Cloudera Machine Learning Architecture
Once a Cloudera Machine Learning Workspace is provisioned, you can start using Cloudera Machine Learning for your end-to-end Machine Learning workflow.
Cloudera Machine Learning is a three-tier application that consists of a presentation tier, an application tier and a data tier.
Web tier
Cloudera Machine Learning is a web application that provides a UI that simplifies the action of managing workloads and resources for data scientists. It offers users a convenient way to deploy and scale their analytical pipeline and collaborate with their colleagues in a secure compartmentalized environment.

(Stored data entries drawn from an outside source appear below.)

PR #884, opened 2023-08-16
stepper: consume colors from schemas

### LINKED ISSUE #868: Stepper: consume colors from schema
## Result  
The stepper component does not consume its colors from the stepper schema.

## Expected result  
The stepper component should consume its colors from the stepper schema.

desig9stein:
closes #868


simeonoff (changes requested):
Overall, it looks good, however there are a few outstanding issues:

- The header title is blue in the bootstrap theme as opposed to being black/white as it is in master and also Ignite UI for Angular.
- The header connector (line) is different in color in the Bootstrap dark variant compared to both master and Ignite UI for Angular.
- The indicator text and border colors are different in the Indigo dark theme compared to both master and Ignite UI for Angular.

simeonoff (approved):

PR #886, opened 2023-08-18
feat(stepper): add animations

### LINKED ISSUE #861: Stepper: Implement Animations

simeonoff:
Closes #861


SisIvanova:
If we want to be consistent with Ignite UI for Angular the default animation duration should be 320ms. There is also a difference in the fade animation - in Ignite UI for Angular there is no leave animation (fade out) but here we animate both the current (fade out) and the next step (fade in).

SisIvanova (approved):

PR #900, opened 2023-09-04
fix(calendar): Rotate the month navigation arrows 180deg if the dir attr is set to rtl

### LINKED ISSUE #893: Calendar: Picker arrows aren't flipped in RTL mode
The picker arrows don't point in the right direction when the calendar is used in RTL mode.

Here's a screenshot:
Screenshot 2023-08-29 at 9 48 05

desig9stein:
closes #893


SisIvanova:
When the orientation of the calendar is set to vertical, the picker arrows should be rotated at 90deg instead of 180deg. See the difference between the vertical calendar in ltr and rtl directions. This is how it should be displayed:
Screenshot 2023-09-05 at 2 09 02 PM

SisIvanova (approved):

simeonoff (approved):

PR #921, opened 2023-09-25
refactor(*): update border-radius usage

simeonoff:


SisIvanova (commented):
Same as IgniteUI for Angular - stepper border-radius is not working

SisIvanova (dismissed):

PR #926, opened 2023-09-28
refactor(toast): use colors from schemas

### LINKED ISSUE #916: Toast component doesn't use the variables from the theming package
## Description  
Toast component doesn't use the variables from the theming package

## Steps to reproduce  

1. Open the Toast component from the Storybook
2. Inspect <igc-toast>

## Result  
Upon inspecting you'll notice that the following variables appear as 'not defined': ig-toast-elevation; --ig-toast-background; --ig-toast-text-color; --ig-toast-border-radius

## Expected result  
It is expected that the Toast component uses the variables from the theming package.

## Attachments  
Screenshot 2023-09-20 at 12 18 10

desig9stein:
closes #916


src/components/toast/themes/dark/toast.bootstrap.scss
```diff
@@ -0,0 +1,9 @@
+@use 'sass:map';
+@use 'styles/utilities' as *;
+@use 'themes' as *;
+
+$theme: $bootstrap;
+
+:host {
+    @include css-vars-from-theme($theme, 'ig-toast');
+}
```
simeonoff, line 9: I don't think this will work. The `:host` selector in the dark stylesheets will only work after [this PR](https://github.com/IgniteUI/igniteui-webcomponents/pull/927/) is merged.

simeonoff (changes requested):
I don't think the dark themes will work with the `:host` selector.

simeonoff (approved):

Cloudera Machine Learning communicates using HTTPS, Websocket, and gRPC. External communication is limited to HTTP and Websocket for the web UI and APIs. In-cluster service-to-service communication uses gRPC and is encrypted and mutually authenticated using TLS (Transport Layer Security).
Application tier
The application tier uses an actual set of workloads that users are running. These workloads are isolated in Kubernetes namespaces and run on specially marked compute nodes. Kubernetes/node level auto scaling is used to expand/contract the cluster size based on user demand.
User code gets baked into Docker images via a set of Source-to-Image pods (S2I), which includes a managing server, a queue for builds, a registry that serves the images for Docker, a git server, and the builders that actually perform the image building. Traditionally these images used the host machine's docker, but Cloudera Machine Learning switched to in-container builds for security and compliance on some platforms.
Data tier
Cloudera Machine Learning uses an internal Postgres database for persisting metadata of user workloads such as Sessions, Jobs, Models and Applications, which runs as a pod and is backed by a persistent volume, using the cloud-provider's block storage offering (for example, EBS for AWS and Premium_LRS for Azure).
Cloudera Machine Learning uses an NFS server, i.e. a POSIX-compliant file system, for storing users’ project files, which include user code, libraries installed into a Session, and small data files. For AWS, Cloudera Machine Learning creates an Elastic File System (EFS) file system when provisioning the workspace for storing project files. For Azure, users can either provide an NFS volume created in Azure NetApp Files or an external NFS server when provisioning Cloudera Machine Learning Workspace for storing project files. This NFS server is supplied to the Cloudera Machine Learning Workspaces as Kubernetes Persistent Volumes (PVs). Persistent Volume Claims (PVCs) are set up per-namespace, and each user gets their own namespace - thus each user’s view of the NFS server is limited to that exposed by the Cloudera Private Cloud.